● REQUIRED ACTION: Locate the word "derive" in the data below, then copy every line that holds it.

● EXTRACTED INFORMATION:

PR #698, opened 2025-10-15
Add python agent sink wrapper

eloff:
### Changelog
None

### Docs

None

### Description

Add Python wrappers around the new CloudSink, CloudSinkHandle, and CloudSinkListener.

Also renames the agent feature to cloud and the agent examples to cloud, but they're temporary as tests for the functionality. @bryfox intends to work on better examples that will replace them.

### DIFF
--- a/python/foxglove-sdk-examples/cloud/README.md
+++ b/python/foxglove-sdk-examples/cloud/README.md
@@ -1,0 +1,15 @@
+# Log to cloud live visualization
+
+An example from the Foxglove SDK.
+
+Connect to the cloud with Foxglove agent and log messages for live visualization to be viewed in the Foxglove app.
+
+This example will soon be replaced with something better.
+
+## Usage
+
+This example uses [uv](https://docs.astral.sh/uv/).
+
+```bash
+uv run python main.py
+```
--- a/python/foxglove-sdk-examples/cloud/pyproject.toml
+++ b/python/foxglove-sdk-examples/cloud/pyproject.toml
@@ -1,0 +1,14 @@
+[project]
+name = "cloud"
+version = "0.0.0"
+description = "Example of logging to Foxglove cloud remote connection"
+authors = [{ name = "Foxglove", email = "support@foxglove.dev" }]
+requires-python = ">=3.9"
+readme = "README.md"
+dependencies = ["foxglove-sdk"]
+
+[dependency-groups]
+dev = ["mypy>=1,<2"]
+
+[tool.uv]
+package = false
--- a/python/foxglove-sdk-examples/cloud/main.py
+++ b/python/foxglove-sdk-examples/cloud/main.py
@@ -1,0 +1,80 @@
+import time
+
+import foxglove
+from foxglove.schemas import RawImage
+
+
+class MessageHandler(foxglove.CloudSinkListener):
+    def __init__(self) -> None:
+        self.topics_by_channel_id: dict[int, str] = {}
+
+    def on_client_advertise(
+        self,
+        client: foxglove.websocket.Client,
+        client_channel: foxglove.websocket.ClientChannel,
+    ) -> None:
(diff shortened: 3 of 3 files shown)


python/foxglove-sdk-examples/cloud/pyproject.toml
```diff
@@ -0,0 +1,18 @@
+[project]
+dependencies = ["foxglove-sdk @ file:///home/eloff/foxglove/sdk/python/foxglove-sdk", "mcap>=1.2"]
```
bryfox: Can this use a relative path?

If not, you can specify it as a poetry-specific dependency and then we'll update after the next release.

```
[tool.poetry.dependencies]
foxglove-sdk = { path = "../../foxglove-sdk" }
```

This is still a little cumbersome; FG-11340 tracks improving it.

python/foxglove-sdk/python/foxglove/__init__.py
```diff
@@ -86,6 +91,34 @@ def start_server(
             channel_filter=channel_filter,
         )
 
+    def start_cloud_sink(
```
bryfox, line 93: Why do we have this wrapping function rather than exporting the original and documenting the function in the stub file? (I realize the same question applies for the existing `start_server`.)

rust/foxglove/Cargo.toml
```diff
@@ -11,7 +11,7 @@ license.workspace = true
 default = ["derive", "live_visualization", "lz4", "zstd"]
 chrono = ["dep:chrono"]
 derive = ["dep:foxglove_derive"]
-agent = ["live_visualization"]
+cloud = ["live_visualization"]
```
bryfox: Is this feature intended to be temporary or long-lived? I could envision other agent functionality someday being included, and a feature specific to having an Agent installation might make sense.

python/foxglove-sdk-examples/cloud/README.md
```diff
@@ -0,0 +1,16 @@
+# Log to cloud live visualization
+
+An example from the Foxglove SDK.
+
+Connect to the cloud with Foxglove agent and log messages for live visualization to be viewed in the Foxglove app.
```
bryfox: This should mention that running an Agent is required.

python/foxglove-sdk/python/foxglove/__init__.py
```diff
@@ -86,6 +91,34 @@ def start_server(
...
+        *,
+        server_listener: ServerListener | None = None,
```
bryfox: type should be `CloudSinkListener` now. The argument name should probably change too (`listener`)?

python/foxglove-sdk/python/foxglove/__init__.py
bryfox: Oh, I wonder if the reason is the listener interface. That needs to inherit from `typing.Protocol` which maybe we couldn't do from native. I'm putting together the new example based on this branch; I'll fix things up here as needed and open a PR on top of this.

bryfox:
OK, I merged #701 into this

python/foxglove-sdk/python/foxglove/cloud.py
```diff
@@ -0,0 +1,61 @@
...
+        :param client: The client (id) that is unadvertising the channel.
+        :param client_channel_id: The client channel id that is being unadvertised.
+        """
+        return None
+
+    def on_message_data(
+        self, client: Client, client_channel_id: int, data: bytes
+    ) -> None:
+        """
+        Called by the server when a message is received from a client.
```
bryfox:
```suggestion
        Called when a message is received from a client.
```

Sorry, I missed this in #701.

rust/foxglove/Cargo.toml
eloff: Yeah, I think agent is better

● RESPONSE TO THE EXERCISE:
 default = ["derive", "live_visualization", "lz4", "zstd"]
 derive = ["dep:foxglove_derive"]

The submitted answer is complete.